Bahaya
Kelewat Optimistis dan Percaya Diri Agus Herta Sumarto ; Ekonom Indef dan
Dosen FEB Universitas Mercu Buana |
KOMPAS, 7 Mei 2021
Dalam ilmu Behavioral Economics kita
mengenal dua istilah penting yang sangat familiar, yaitu overoptimistic
(terlalu optimistis) dan overconfidence (terlalu percaya diri). Kedua istilah itu merupakan lawan kata dari
sifat rasionalitas yang selama ini selalu menjadi asumsi umum dalam setiap
pengambilan keputusan oleh para pembuat kebijakan, baik dalam lingkup
perusahaan maupun lembaga publik. Menurut mazhab ekonomi klasik, para
pengambil kebijakan selalu berpikir rasional sehingga keputusan-keputusan
yang diambil adalah keputusan rasional yang selalu didasarkan pada fakta dan
kondisi riil yang sedang terjadi. Namun, di sisi lain, menurut para penganut
mazhab Behavioral Economics, asumsi rasionalitas dalam model-model klasik
ilmu ekonomi (termasuk manajemen keuangan publik) sudah tidak relevan. Premis
dasar ilmu Behavioral Economics ini adalah manusia itu tidak rasional, dan
sering kali memasukkan elemen emosi dalam setiap keputusannya. Pendapat ini didukung oleh banyak fenomena
empiris yang membuktikan bahwa sebagian manajer perusahaan dan pejabat publik
mengambil keputusan tidak atas dasar unsur rasionalitas. Pandemi Covid-19 yang saat ini melanda
hampir semua negara di dunia, termasuk Indonesia, telah menambah deretan
fenomena empiris tersebut. Dalam merespons pandemi ini, semua negara mencoba
menata kembali seluruh anggaran pendapatan dan belanjanya, tidak terkecuali
Indonesia.
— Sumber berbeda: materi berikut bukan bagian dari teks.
PR #978, opened 2025-08-12
Add exception handling for init and connection establishment API functions, and protocol-specific init functions

avivbenchorin:
To avoid exceptions thrown in the OFI NCCL plugin initialization and connection establishment flows from getting propagated to NCCL and aborting the program, this adds try/catch blocks to the "init", "listen", "connect", and "accept" API functions. The catch block will gracefully handle any thrown standard exceptions by returning an error code to NCCL, leaving NCCL to handle the error code.

As well, in the OFI NCCL plugin initialization (nccl_net_ofi_create_plugin function), we handle the case where the transport protocol (RDMA or SENDRECV) isn't explicitly set. We first try to initialize the RDMA protocol, and if the RDMA init failed or doesn't have multiple rails, we try to initialize the SENDRECV protocol.

To prevent the failed RDMA or SENDRECV init in this case from completely stopping the OFI NCCL plugin initialization, this adds try/catch blocks around the RDMA init and SENDRECV inits to gracefully handle any thrown exception to just return an error code.

---

### Initial Draft
I'm looking for early feedback on the locations of the try/catches, especially for the try/catch blocks surrounding the `nccl_net_ofi_rdma_init` and `nccl_net_ofi_sendrecv_init` function calls when the protocol isn't explicitly set. The thinking for having the more granular try/catch is that if there is a RDMA or SENDRECV specific exception thrown, we could still proceed to try initializing the other protocol. I've received feedback in favor of the more granular exception handling and against it (to have the transport init exceptions also be caught by the broad `init` API catch), and wanted to have more discussion here. 

As well, I used the return code of `-EINVAL` since it was already being used in other error cases, but I see that `nccl_net_ofi_retval_translate` translates `-EINVAL` to the `ncclInternalError` NCCL error code. If returning the `ncclSystemError` NCCL error code would be more appropriate, I can change the error code to something that would return `ncclSystemError`.

### DIFF
--- a/src/nccl_ofi_net.cpp
+++ b/src/nccl_ofi_net.cpp
@@ -226,7 +226,14 @@ int nccl_net_ofi_create_plugin(nccl_net_ofi_plugin_t **plugin_p)
 		bool have_multiple_rails = false;
 		nccl_net_ofi_plugin_t *rdma_plugin = NULL, *sendrecv_plugin = NULL;
 
-		ret = nccl_net_ofi_rdma_init(provider_filter, &rdma_plugin, &have_multiple_rails);
+		try {
+			ret = nccl_net_ofi_rdma_init(provider_filter, &rdma_plugin,
+						     &have_multiple_rails);
+		}
+		catch (const std::exception &e) {
+			NCCL_OFI_WARN("Caught exception in rdma_init: %s", e.what());
+			ret = -EINVAL;
+		}
 		if (ret != 0) {
 			NCCL_OFI_TRACE(NCCL_INIT | NCCL_NET,
 				       "Failed to initialize rdma protocol: %s", fi_strerror(-ret));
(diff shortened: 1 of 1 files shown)


src/nccl_ofi_api.cpp
```diff
@@ -151,23 +151,28 @@ static void nccl_net_ofi_fini_v2(void)
...
+	try {
+		ret = nccl_net_ofi_create_plugin(&plugin);
+		if (OFI_UNLIKELY(ret != 0)) {
+			NCCL_OFI_WARN("Initializing plugin failed");
+			return nccl_net_ofi_retval_translate(ret);
+		}
+	}
+	catch (const std::exception &e) {
+		NCCL_OFI_WARN("Caught exception in plugin init: %s", e.what());
+		ret = -EINVAL;
```
hershys-aws, line 168: Just my 2 cents but as you are repeating this pattern of try catch except multiple times, maybe set it as a macro or a templated function? This way you can also add other catch statements to it if needed.

hershys-aws (dismissed):
Generally LGTM!

rauteric (dismissed):

src/nccl_ofi_api.cpp
avivbenchorin: I agree that a macro or template function could help with more cleanly maintaining the try/catches, took a note to look into it for a future change.

rauteric (approved):

hershys-aws (approved):
LGTM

Berbagai kebijakan penganggaran keuangan
negara, seperti refocussing dan realokasi, dilakukan guna meredam dampak
negatif pandemi Covid-19. Tujuan dan target capaian pembangunan ekonomi yang
telah ditetapkan sejak jauh-jauh hari disusun kembali dan disesuaikan dengan
kondisi terbaru setelah adanya pandemi. Di
masa pandemi Sebagaimana dilakukan oleh hampir semua
negara, Pemerintah Indonesia juga menyusun berbagai program penanganan dan
penanggulangan pandemi Covid-19. Bahkan, pemerintah telah menyusun dan
menetapkan satu paket program Pemulihan Ekonomi Nasional (PEN) sebagai
langkah untuk mempercepat proses pemulihan ekonomi yang diterjang badai
pandemi. Melalui program PEN tersebut, pemerintah
yakin pada akhir 2021 perekonomian Indonesia akan kembali normal pada tingkat
optimalnya. Melalui program PEN, pemerintah menargetkan
pertumbuhan ekonomi pada 2021 bisa mencapai 5,0 persen sebagaimana
pertumbuhan ekonomi pada masa sebelum pandemi. Capaian itu diperoleh melalui
peningkatan kinerja investasi, ekspor, dan konsumsi rumah tangga. Melalui
peningkatan kinerja di tiga sektor itu, pemerintah yakin bisa menggerakkan
roda perekonomian Indonesia secara optimal. Sikap optimisme ini dipandang realistis
mengingat Indonesia sepanjang masa pandemi Covid-19 termasuk ke dalam
kelompok negara yang kontraksi pertumbuhan ekonominya tidak begitu parah.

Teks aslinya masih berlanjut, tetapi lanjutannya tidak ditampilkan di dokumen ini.